I think when nimble functions with setup code are eventually allowed into model code (@perrydv which sounds very soonish?), then we can adapt some of these restrictions via defining constants separately in a method before calling nimIntegrate. Also, having the integrand in a method instead of a separate function will be great.

I think for a user interested in integration it totally meets the objective. I'll think of a more compelling NHPP model to fit to add to the manual to actually show people when it might be useful. Although so easily adding a generalized von Mises is very compelling to me! Note that the example I added doesn't match the circular package as their example is only a distribution for radians. I've added the Jacobian to make it the distribution for the original input (e.g. day of the year, degrees etc.) which is what I personally wanted it for.

perrydv commented 9 months ago

@paciorek I am starting to do a code review on this. One thing is can you check against #1378 (now merged into devel)? I think there, in fixing a nimOptim issue, you had modified exprClasses_setSizes with a special case used only by nimOptim, and now in this PR you are using the same approach for nimIntegrate. But I had revised your changes to #1378 in a way that I thought was more consistent with the system and less of a hot-wired special case, and my version of those little bits are what got merged into devel. So right now your nimIntegrate code would revert to the intermediate version you had in #1378 before I changed it. I think it would be better to use the later (now merged) approach for nimIntegrate as well. Let me know if you want me to make these changes.

perrydv commented 9 months ago

Alright I'm seeing a few other issues. It looks like the use of eval in keyword processing could cause a problem if the user has done rol.tel = my_tol, i.e. passed a local variable. And it looks like we could imitate sizeOptim to handle cases where f is either a method, a method of another nimbleFunction, or an RCfunction. I know we are just aiming for basics, but it seems like it's all there to imitate and maybe was just not clear or familiar. Seeing these, I will plan to make changes directly unless you'd prefer me not to.

paciorek commented 9 months ago

Yes, agreed about your improved handling in #1378. I had a note to myself to go back in and fix anything up on that front after merging with devel, as needed, but happy for you to do it now.

And happy for you to make the other suggested changes directly.

perrydv commented 9 months ago

@paciorek A couple of questions: It looks like R's integrate also returns the number of subdivisions use in the integration. It looks like we have access to that internally and could include it to make the return vector be length 4. Did you not want to do that or should we do that to be more complete? Also, the R-style lazy evaluation defaults of abs.tol = rel.tol can't work in compiled code, so I will make rel.tol default to the same as abs.tol's default. That does mean that changing rel.tol will not automatically change abs.tol by default.

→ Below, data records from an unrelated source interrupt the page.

PR #498, opened 2021-07-21
Event handling for ODE solvers

### LINKED ISSUE #313: Start stop vs t

pnkraemer:
# In a Nutshell
This PR introduces event handling functionality to PN ode solvers (on a very basic level). I recommend looking at  the newly created notebook first in order to get a feeling for the functionality and API.

# Detailed Description
This PR implements 
* a callback interface and discrete callbacks for ODE solvers.
* ODESolverState(t, rv, error_estimate, ...) which is now the object of interest to be passed around by ODE solvers. The advantage is that due to the tight coupling (t, rv, error) the code is less error-prone (I think I fixed a few errors on the way). This is also the only way of giving the modification functions in the callback a sensible interface

# Related Issues
Closes #313, because now the signature of a perform_step() function is (state, dt).


src/probnum/diffeq/_odesolver.py
```diff
@@ -79,11 +165,32 @@ def postprocess(self, odesol):
...
 
-    def method_callback(self, time, current_guess, current_error):
+    def method_callback(self, state):
         """Optional callback.
 
         Can be overwritten. Do this as soon as it is clear that the
         current guess is accepted, but before storing it. No return. For
         example: tune hyperparameters (sigma).
         """
         pass
```
pnkraemer, line 175: currently, this is still part of the ODE solver. I think it is superfluous, but since it is used for the wrapped scipy solvers, I think it cannot be removed safely.

src/probnum/diffeq/_perturbsolve_ivp.py
```diff
@@ -28,12 +28,13 @@ def perturbsolve_ivp(
     y0,
     rng,
     method="RK45",
-    perturb="step-uniform",
+    perturb="step-lognormal",
```
pnkraemer, line 31: this is a better default, because uniform perturbation only works for steps in (0, 1). lognormal perturbation always works.

src/probnum/diffeq/_perturbsolve_ivp.py
```diff
@@ -28,12 +28,13 @@ def perturbsolve_ivp(
...
     noise_scale=10.0,
     adaptive=True,
     atol=1e-6,
     rtol=1e-3,
     step=None,
+    time_stamps=None,
```
pnkraemer, line 37: I am not 100% sure about the name. If you have a better idea, let me know.

src/probnum/diffeq/callbacks/_callback.py
```diff
@@ -0,0 +1,29 @@
+"""Event handler interface."""
+
+import abc
+from typing import Callable, Union
+
+import probnum  # pylint: disable="unused-import"
```
pnkraemer, line 6: this is here for the type only...

src/probnum/diffeq/callbacks/_discrete_callback.py
```diff
@@ -0,0 +1,33 @@
...
+    A discrete event can be a time-stamp that must be included in the locations. It can
+    also be any event for which it is possible to write down a condition that evaluates
+    to `True` or `False`. If a condition evaluates to `True`, the current state can be
+    modified.
+    """
+
+    # New init because condition() types are more specific.
+    def __init__(
+        self,
+        replace: Callable[
```
pnkraemer, line 21: I went for `replace` (previously: `modify`), because (i) this is less suggestive of in-place operations, and (ii) the most convenient way of implementing this function may be with `dataclasses.replace(state, rv=something)`.

src/probnum/diffeq/odefiltsmooth/_ivpfiltsmooth.py
```diff
@@ -90,14 +94,16 @@ def __init__(
         # or from any other state.
         self._reference_coordinates = _reference_coordinates
 
-    def initialise(self):
+    def initialize(self):
```
pnkraemer, line 97: long overdue british -> american :(

src/probnum/diffeq/odefiltsmooth/_ivpfiltsmooth.py
```diff
@@ -148,27 +154,26 @@ def step(self, t, t_new, current_rv):
...
         )
 
         # Compute the measurements for the error-free component
         pred_rv_error_free, _ = self.prior_process.transition.forward_realization(
-            error_free_state, t=t, dt=dt
+            error_free_state, t=state.t, dt=dt
         )
         meas_rv_error_free, _ = self.measurement_model.forward_rv(
-            pred_rv_error_free, t=t
+            pred_rv_error_free, t=state.t + dt
```
pnkraemer, line 174: this is a bugfix, right?

src/probnum/diffeq/odefiltsmooth/_ivpfiltsmooth.py
```diff
@@ -148,27 +154,26 @@ def step(self, t, t_new, current_rv):
...
         )
-        H = self.measurement_model.linearized_model.state_trans_mat_fun(t=t)
+        H = self.measurement_model.linearized_model.state_trans_mat_fun(t=state.t + dt)
```
pnkraemer, line 176: same here?

src/probnum/diffeq/odefiltsmooth/_ivpfiltsmooth.py
```diff
@@ -188,7 +193,9 @@ def step(self, t, t_new, current_rv):
 
         # Estimate local diffusion_model and error
         local_diffusion = self.diffusion_model.estimate_locally(
-            meas_rv=meas_rv, meas_rv_assuming_zero_previous_cov=meas_rv_error_free, t=t
+            meas_rv=meas_rv,
+            meas_rv_assuming_zero_previous_cov=meas_rv_error_free,
+            t=state.t + dt,
```
pnkraemer, line 198: same here?

tests/test_diffeq/test_perturbed/test_scipy_wrapper/test_wrapped_scipy_odesolution.py
```diff
@@ -10,7 +10,7 @@
 )
 def solution_case(testsolver, scipysolver):
     testsolution = testsolver.solve(
-        diffeq.stepsize.AdaptiveSteps(0.1, atol=1e-12, rtol=1e-12)
+        diffeq.stepsize.AdaptiveSteps(0.1, atol=1e-4, rtol=1e-4)
```
pnkraemer, line 13: I found 1e-12 a little bit too strict here ;)

pnkraemer:
@nathanaelbosch this thing is ready for review now. I will assign you already, but there is no time-pressure (I suppose this and the information operators PR will have to be merged one after the other anyway).

src/probnum/diffeq/odefiltsmooth/_ivpfiltsmooth.py
```diff
@@ -231,12 +233,27 @@ def step(self, t, t_new, current_rv):
...
+                error_estimate=local_errors,
+                reference_state=reference_values,
+            )
+
+            return state
 
         # Now we can be certain that the step will be accepted. In this case
         # we update the diffusion model and continue the rest of the iteration.,
-        self.diffusion_model.update_in_place(local_diffusion, t=t)
+        self.diffusion_model.update_in_place(local_diffusion, t=state.t)
```
nathanaelbosch, line 256: Should this here be t, or t_new?

src/probnum/diffeq/_odesolver.py
```diff
@@ -1,66 +1,145 @@
...
+            if time_stopper is not None:
+                dt = time_stopper.adjust_dt_to_time_stamps(state.t, dt)
+
+            state, dt = self.perform_full_step(state, dt)
+
+            if callbacks is not None:
+                for callback in callbacks:
+                    state = callback(state)
+
+            self.num_steps += 1
```
nathanaelbosch, line 80: Unrelated to the PR, but don't we rather want to count the step attempts for benchmarks? This quantity should also be easy to get, by calling `len` on the solution.

nathanaelbosch (changes requested):
Looks good! I have some small comments here and there but I think we should be able to resolve this quickly.

src/probnum/diffeq/_odesolver.py
pnkraemer: Maybe. I am not sure what this quantity is used for at the moment.  The whole "ODE solver statistics" area is rather unexplored at the moment. We can change `self.num_steps` to a variable that counts the attempted steps, but in this case, we should rename the variable. Do you think I should do this here?

src/probnum/diffeq/odefiltsmooth/_ivpfiltsmooth.py
pnkraemer: I think it should be `t`. But I am not 100% sure (which is reinforcement that the diffusion model implementation is not at its final stage yet - it should be clear!).

src/probnum/diffeq/_odesolver.py
nathanaelbosch: I think it's fine to leave it out of this PR, it was more of a general comment to get your opinion about this quantity and quantities to track in general :)

nathanaelbosch (approved):

src/probnum/diffeq/_odesolver.py
pnkraemer: Alright. Now that I know more about what you were aiming for here: I would like to track many more quantities than that, but when and how this wish is executed is not clear yet. There are more urgent todos :)

PR #501, opened 2021-07-27
Improve SDE API 

pnkraemer:
# In a Nutshell
This PR improves the API (mostly variable naming, some more small things) and adds a duplicate() method to transitions.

paciorek commented 9 months ago

I believe I left out the number of subdivisions because it is controlled by the user so it didn't seem necessary to tell them what they put in.

As far as lazy eval, I was trying to mimic what we do with the args of the gamma distribution (scale and rate), and really thought I had done it correctly in the keyword processing. Can you say more about what the integrate keyword processing is doing wrong? That all happens at compile time, so aren't we free to be quite flexible about how we transform the code that a user provides?

perrydv commented 9 months ago

@paciorek Take a look at what I did here. A remaining use case that we could try to support would be using nimIntegrate directly in a model. But I suspect we are happy to defer that because it is easy enough to write a nimbleFunction to wrap a call to nimIntegrate, as you demonstrated in test-integrate. See test-integrate to walk through the changes in functionality that I made.

perrydv commented 9 months ago

I'm now catching comments in the thread that I didn't see before I pushed code.

BTW having param be an expression should now work and is shown in testing.

paciorek commented 9 months ago

Testing hung on test-ADlaplace, presumably unrelated to this PR. I'm merging and we'll deal with any actual issues on devel.